The old book-keeper looked up as though about to thank the young man, but there seemed to be a lump in his throat which prevented him from speaking.
Suddenly Mr. Wheatcroft began, explosively, "That's all very well! but what I still don't understand is how Paul got those photographs!"
Mr. Whittier looked at his son and smiled. "That is a little mysterious, Paul," he said, "and I confess I'd like to know how you did it."
"Were you concealed here yourself?" asked Mr. Wheatcroft.
"No," Paul answered. "If you will look round this room you will see that there isn't a dark corner in which anybody could tuck himself."
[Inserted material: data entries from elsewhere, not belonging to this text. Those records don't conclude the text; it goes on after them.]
Issue #1965, opened 2024-09-05
Add a Remedial Care reminder in HC Eval 


C-Love:
If a resident is in a Type 55 or 56 facility, add a reminder text to HC Evaluation to check for the need for Remedial Care amount in BILS to support accurate approvals. 

This should not stop the script from operating as normal, just provide information and support to the workers.

There is already more supportive functionality for this policy in Eligibility Summary.

C-Love:
The script didn't break. Updates completed.

PR #1991, opened 2024-09-20
#1965 NOTES - HC Eval - Add Remedial Care Reminder

C-Love:
Confirmed with BT that the phrasing and functionality will be supportive.


courtrightd (approved):
Approved!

"Then where was the photographer hidden?" Mr. Wheatcroft inquired, with increasing curiosity.
"In the clock," responded Paul.
"In the clock?" echoed Mr. Wheatcroft, greatly amazed. "Why, there isn't room in the case of that clock for a thin midget, let alone a man!"
Paul enjoyed puzzling his father's partner. "I didn't say I had a man there or a midget either," he explained. "I said that the photographer was in the clock--and I might have said that the clock itself was the photographer."